Sperm are quite sensitive little souls and can be affected by so many different factors and the decline of sperm production, and quality, has become a central concern over the last few years.
When wanting to start a family both partners are preferably in optimum health but there has been much discussion on why this recognised decline in the quality and concentration of sperm has been taking place. Now there may be another factor to add in to the mix as, in one of the first human studies of its kind, researchers have found that urinary concentrations of the controversial chemical Bisphenol A, or BPA, may be related to this problem.
The study recruited 190 men through a fertility clinic and all gave spot urine samples and sperm samples the same day. Subsequently, 78 of the men gave one or two additional urine samples a month apart. Researchers detected BPA in 89 percent of the urine samples, which is a tremendously high figure. Researchers measured sperm concentration, sperm motility, sperm shape and DNA damage in the sperm cell and found that if they compared somebody in the top quartile of exposure with the lowest quartile of exposure, sperm concentration was on average about 23 percent lower in men with the highest BPA.

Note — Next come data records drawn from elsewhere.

PR #2775, opened 2021-09-10
fix(otp): Ensure uniform distribution of digits

### LINKED ISSUE #2768: Validate OTP digit distribution (and fix if needed)
We've been notified that digit distribution for OTP generation might not be entirely uniform, due to the randomization, scaling,  and clipping system used.

While this is not an urgent issue, considering we have a rate limit on OTP submissions, we should still verify whether our algorithm does match our design intention of uniform distribution, and if it doesn't, we should fix it.

This is an interesting math exercise, where we can easily generate a huge amount of samples and verify the distribution empirically. One of FormSG engineer could take the task on a learning Friday and share his/her findings with the rest of the team.

See FormSG working document for 2021-09-09 for details.

timotheeg:
## Problem
We have received a report that our OTP generation method does not have a uniform distribution of digits. While is not a serious security issue, it is clearly not an intended behaviour.

Closes #2768 (issue contains more details description of the distribution problem)

## Solution
Use the native API [`crypto.randomInt()`](https://nodejs.org/api/crypto.html#crypto_crypto_randomint_min_max_callback), which was introduced in node 14.10 / 12.19, to avoid quantisation issues.

This is **not** a breaking change and is fully backward compatible

**Bug Fixes**
Uniform distribution brings back the guarantee that a random OTP guess only has 1/10e6 of being right.

## Tests
- Log in: Verify OTP flow is working

### DIFF
--- a/src/app/utils/otp.ts
+++ b/src/app/utils/otp.ts
@@ -10,15 +10,11 @@ const DEFAULT_SALT_ROUNDS = 10
  * @returns 6 digit OTP string
  */
 export const generateOtp = (): string => {
-  const length = 6
-  const chars = '0123456789'
   // Generates cryptographically strong pseudo-random data.
-  // The size argument is a number indicating the number of bytes to generate.
-  const digits = new Array(length)
-  for (let i = 0; i < length; i++) {
-    digits[i] = chars[crypto.randomInt(0, chars.length)]
-  }
-  return digits.join('')
+  return Array(6)
+    .fill(0)
+    .map(() => crypto.randomInt(0, 10))
+    .join('')
 }
 
 /**
--- a/src/app/utils/otp.ts
+++ b/src/app/utils/otp.ts
@@ -14,11 +14,9 @@ export const generateOtp = (): string => {
   const chars = '0123456789'
   // Generates cryptographically strong pseudo-random data.
   // The size argument is a number indicating the number of bytes to generate.
-  const rnd = crypto.randomBytes(length)
-  const d = chars.length / 256
   const digits = new Array(length)
   for (let i = 0; i < length; i++) {
-    digits[i] = chars[Math.floor(rnd[i] * d)]
+    digits[i] = chars[crypto.randomInt(0, chars.length)]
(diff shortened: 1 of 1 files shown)


liangyuanruo (approved):
Thanks, found the PR from the issue. This is kinda nitpick, but I think we can lose the `chars` and `length` variables by simply doing this:

```typescript
return [...new Array(6)]
  .map(() => crypto.randomInt(0,10))
  .join('')
```

Unfortunately, the array destructuring is necessary because even though `new Array(6)` is an array of length 6, `map()` only works if explicit values have been been assigned.

timotheeg:
Aye, my first version was like this:
```javascript
return Array(6)
  .fill(0)
  .map(() => crypto.randomInt(0,10))
  .join('')
```

But I decided against it to make it super obvious what little actually changed, and the fill(0) was annoying me a bit, same as the restructuring you have I guess :)

But yeah, if we're OK with a bit of extra functional processing for readability, I'll update the PR.

timotheeg:
Also, I liked the idea of separating the alphabet from the picking, in case we wanted to use [Crockford's base32](https://en.wikipedia.org/wiki/Base32#Crockford.27s_Base32) or a variant thereof. 

But I suppose, we can revisit this later if we want. As long as we just use digits, we can indeed simplify the function with just `randomInt()` 👍

timotheeg:
Updated! @liangyuanruo

timotheeg:
It's strange: your prior approval still seem to apply and I can merge now, even though I pushed new code 🤔  I thought pushes would dismiss approvals. I'll double check the project settings later.

liangyuanruo:
> But yeah, if we're OK with a bit of extra functional processing for readability, I'll update the PR.

Yes I think this is very much to be encouraged; there is already an emphasis on strongly-typed code, and the team has been encouraged to write functional, stateless code as much as possible during the backend TypeScript refactor. This shows up in the use of _neverthrow_ and _fp-ts_, and I think is a major reason why production incidents have been fairly low.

Their results also suggested a 10 percent increase in sperm DNA damage and are consistent with a previous study suggesting that certain hormones, specifically FSH (follicle-stimulating hormone) and Inhibin B, are elevated or decreased in relation to BPA, respectively, a pattern consistent with low sperm production and development.
I have written before about other problems associated with BPA and this is certainly only a preliminary study, but it makes sense that it is having this adverse effect. BPA mimics the body’s own hormones and there has been much concern voiced that this may lead to negative health effects.
BPA is most commonly used to make plastics and epoxy resins used in food and beverage cans, and people are exposed primarily through diet. If you are trying to start a family then it certainly makes sense to avoid precooked and prepackaged meals, any tinned or canned food focus on a healthy, natural and preferably organic diet which limits sugar, alcohol, smoking, diet drinks and anything which has additional chemical flavouring and colouring.